Something isnt adding up here, i would have found it by now. 

Im still searching, but... must think harder.


----------



## ThatFatGirl (Sep 12, 2011)

This is fascinating. Thank you for keeping us updated. Please start a new thread for every event in your life, every day.


----------



## Heyyou (Sep 12, 2011)

ThatFatGirl said:


> This is fascinating. Thank you for keeping us updated. Please start a new thread for every event in your life, every day.



Hey, no problem. Just so you know, i dont respon well to facetious. Have a great day.

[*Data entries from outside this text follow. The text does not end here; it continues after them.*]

PR #509, opened 2014-09-09
Feature/use embedded ruby

wolf31o2:
Default LOOM_RUBY to the embedded/bin/ruby, but fallback to just ruby if it cannot be found


dereklwood:
:+1:

PR #510, opened 2014-09-09
Feature/resource chef solo updates for cwd, resources

dereklwood:
updates to chef-solo automator to:
- [x] use the resources synced to the (now set) current working directory 
- [x] define its static vars top-level instead of overriding initialize, and other minor cleanup
- [x] fixes #472 - skips any tarball operation for missing resources (logs a warning)


wolf31o2:
:+1: LGTM

PR #513, opened 2014-09-10
Feature/resource joyent

dereklwood:
joyent provider updates:
- [x] change key path to resource name
- [x] latest images
- [x] hack to get centos working again.  if /dev/vdb exists we attempt to remount it, which fails on centos.  the hack checks /proc/mounts for /dev/vdb\* mounted on /data.  open to suggestion on how to make this better

### DIFF
--- a/config/defaults/imagetypes/centos6.json
+++ b/config/defaults/imagetypes/centos6.json
@@ -15,7 +15,7 @@
       "image": "centos-6-v20140718"
     },
     "joyent": {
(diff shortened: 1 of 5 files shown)


wolf31o2:
Can we make the resource name consistent between providers? Also, is that the latest Certified Ubuntu?

Otherwise, LGTM

dereklwood:
yes and yes...

wolf31o2:
:+1: merging...

PR #514, opened 2014-09-10
updating rackspace keyfile to keyfile_name data resource

dereklwood:
rackspace update to use data resource instead of path to keyfile


wolf31o2:
Can we use `ssh_keys` for resource name? Otherwise, LGTM...

wolf31o2:
:+1: merging...

PR #518, opened 2014-09-10
invoking tar with -h which is consistent between gnu and bsd tar

dereklwood:
making the tar shell out work with both gnu tar and bsd tar (mac).  Filed issue #517 to get rid of the shell out.


wolf31o2:
:+1: LGTM... and merging

PR #519, opened 2014-09-10
Remove debug logging of credentials in connection def

wolf31o2:
We do not need to expose credentials at every connection. Removing the debugging output, since it's not necessary and can leak credentials.


albertshau:
:+1:

PR #522, opened 2014-09-10
use explicit logic for deserializing a cluster operation request

albertshau:
so the constructor is actually called and null checks performed.


poornachandra:
LGTM :+1:

PR #176, opened 2024-12-12
[ubuntu24.04] remove usage of deprecated 'apt-key add'

cdesiniotis:


ubuntu24.04/Dockerfile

Update: Ok, im making a backup plan.. i will go to the job anyways, and explain my situation. I will let my roommates know that i must go and see whats going on.

i will find my wallet! Pray for me or wish me luck! Thanks!!


----------



## Jes (Sep 12, 2011)

What the Christ is going on down there in Florida? 

I understand about your autism, but are you also suffering from attention def/hyperactivity disorder? Because you seem to be the most scattered person whose Dims posts I've ever read, and that includes the drunk/drugged up 'I LOVE MY GF, WHY WON'T SHE COME BACK TO ME' dude and the 'I'M DRUNK AND I'M GOING TO KILL MYSELF, OOPS, I WAS ONLY KIDDING, YOU GUYS TAKE THINGS WAY TOO SERIOUSLY' chick.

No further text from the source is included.